The placement and capitals of these late British provinces are uncertain, although the Notitia Dignitatum lists the governor (praeses) of Flavia being of equestrian rank, making it unlikely to have been based in Londinium. The list of bishops who attended the 314 Council of Arles is patently corrupt (Note: "Nomina Episcoporum, cum Clericis Suis, Quinam, et ex Quibus Provinciis, ad Arelatensem Synodum Convenerint" ["The Names of the Bishops with Their Clerics who Came Together at the Synod of Arles and from which Province They Came"] from the Consilia in Thackery ) but generally assumed to have mimicked the Roman administration: the identification of Lindum Colonia as a provincial capital rests on proposed emendations of one or the other of the bishops from the cities Londinensi and colonia Londinensium. Those emendations are highly speculative: Bishop Ussher proposed Colonia, Selden Camaloden or Camalodon, and Spelman Camalodunum (all various names of Colchester); Camden took it as Caerleon, with Bishop Stillingfleet and Thackery proposing that a scribal error created Civ. Col. Londin. from an original Civ. Col. Leg. II (Caerleon).

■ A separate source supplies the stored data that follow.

PR #768, opened 2020-05-17
Remove "condition" from global rule in CVE-2020-1048.

### LINKED ISSUE #767: Sigmac Bad Condition Bool Generated
It seems that sigmac has a logical issue when processing some rules into various backend.

Repro:
```
git clone https://github.com/Neo23x0/sigma.git
cd sigma
./tools/sigmac --target splunk --config sysmon ./rules/windows/sysmon/sysmon_cve-2020-1048.yml
```

So a problematic rule is the last part of: `rules/windows/sysmon/sysmon_cve-2020-1048.yml`

Result from above query:
```
...
(CommandLine="*Add-PrinterPort -Name*" OR (CommandLine="*.dll*" OR CommandLine="*.exe*")
```

The original rule logic implies the result should be instead:

```
...
(CommandLine="*Add-PrinterPort -Name*" AND (CommandLine="*.dll*" OR CommandLine="*.exe*")
```

So the first OR is wrongly emitted as an end.

I believe it may be in the core logic since we reproduced the same issue in LimaCharlie and got the same logic inversion.

I will take a look tomorrow to see if I can spot the issue and submit a PR, but since I'm not familiar with the internals I may not be very efficient. I wanted to report this issue right away since it might create some trouble for some users who use rules as part of automated pipelines.

maximelb:
The condition field in this rule was in the global section which overwrote the condition in sub-rules and generated FPs. For example, once Sigma read the rule, the bottom sub-rule's "condition" was overwritten with "1 of them".

Fixes #767

### DIFF
--- a/rules/windows/sysmon/sysmon_cve-2020-1048.yml
+++ b/rules/windows/sysmon/sysmon_cve-2020-1048.yml
@@ -11,8 +11,6 @@ references:
 tags:
     - attack.persistence
     - attack.execution
-detection:
-    condition: 1 of them
 falsepositives:
     - New printer port install on host
 level: high


Neo23x0:
Oh thanks, I missed the other condition in the global section

Issue #777, opened 2020-05-19
[es-dsl] Is it possible to confirm the existence of the field?


tatsu-i:
I have a question about creating a rule like

poc.yaml
```
title: Active Directory User Backdoors
logsource:
    product: windows
    service: security
detection:
    selection1:
        EventID: 4738
    filter1:
        AllowedToDelegateTo: 
            - null
            - '-'
    condition: (selection1 and not 1 of filter*)
```
ES DSL translates to
```
./sigmac -t es-dsl -c config/winlogbeat-modules-enabled.yml poc.yaml
{
  "query": {
    "constant_score": {
      "filter": {
        "bool": {
          "must": [
            {
              "match_phrase": {
                "winlog.channel": "Security"
              }
            },
            {
              "match_phrase": {
                "winlog.event_id": "4738"
              }
            },
            {
              "bool": {
                "must_not": [
                  {
                    "bool": {
                      "should": [
                        {
                          "bool": {
                            "must": [
                              {
                                "bool": {
                                  "should": [
                                    {
                                      "match_phrase": {
                                        "winlog.event_data.AllowedToDelegateTo": "None"
                                      }
                                    },
                                    {
                                      "match_phrase": {
                                        "winlog.event_data.AllowedToDelegateTo": "-"
                                      }
                                    }
                                  ]
                                }
                              }
                            ]
                          }
                        }
                      ]
                    }
                  }
                ]
              }
            }
          ]
        }
      }
    }
  }
}

```
Then the EventID is 4738 and all documents where AllowedToDelegateTo does not exist will be hit

Is there a way to output an ES-DSL that contains the following query?

```
{
    "query": {
        "exists": {
            "field": "winlog.event_data.AllowedToDelegateTo"
        }
    }
}
```

Karneades:
Yes, using the "not null" operator, and in the ES backend it's ready for that case (if interested, see https://github.com/Neo23x0/sigma/blob/master/tools/sigma/backends/elasticsearch.py#L376)

Example rule for not null: https://github.com/Neo23x0/sigma/blob/master/rules/windows/process_creation/win_susp_svchost.yml

```
    filter_null:
        ParentImage: null
    condition: selection and not filter and not filter_null
```

Karneades:
Yes, using the "not null" operator should work and in the ES backend it's ready for that case (if interested, see https://github.com/Neo23x0/sigma/blob/master/tools/sigma/backends/elasticsearch.py#L376)

[...]

PR #780, opened 2020-05-19
Null field check to eliminate false positives

tatsu-i:
It was corrected with reference to this issue
https://github.com/Neo23x0/sigma/issues/777

### DIFF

Describing the metropolitan sees of the early British church established by SS Fagan and "Duvian", Gerald of Wales placed Flavia around London, extending into Mercia. Bertram's highly-influential forgery The Description of Britain placed it similarly: although not including London, it included central England and was bound by the Severn, the Thames, the North Sea, and the Humber and Mersey; this was accepted for a century from the 1740s to the 1840s before being revealed as a forgery. Modern scholars usually place Londinium in Maxima rather than Flavia. Birley has argued that Maxima and Flavia originally consisted of a single province, which received the name Britannia Caesariensis as a mark of favour for support against the rebel Allectus in 296. Although Flavia is usually thought to have been formed from the old province of Lower Britain, Birley proposes that Upper Britain was divided in two (between Prima and Caesariensis) and then three (Prima, Maxima, and Flavia). This repeats Camden's earlier theory (relying on Sextus Rufus) that Maxima was formed first and Flavia followed sometime after. Supporters of a later creation of Flavia note that it need not refer to Constantius Chlorus himself: instead, it may have honored any of Constantine, Valentinian, or Theodosius.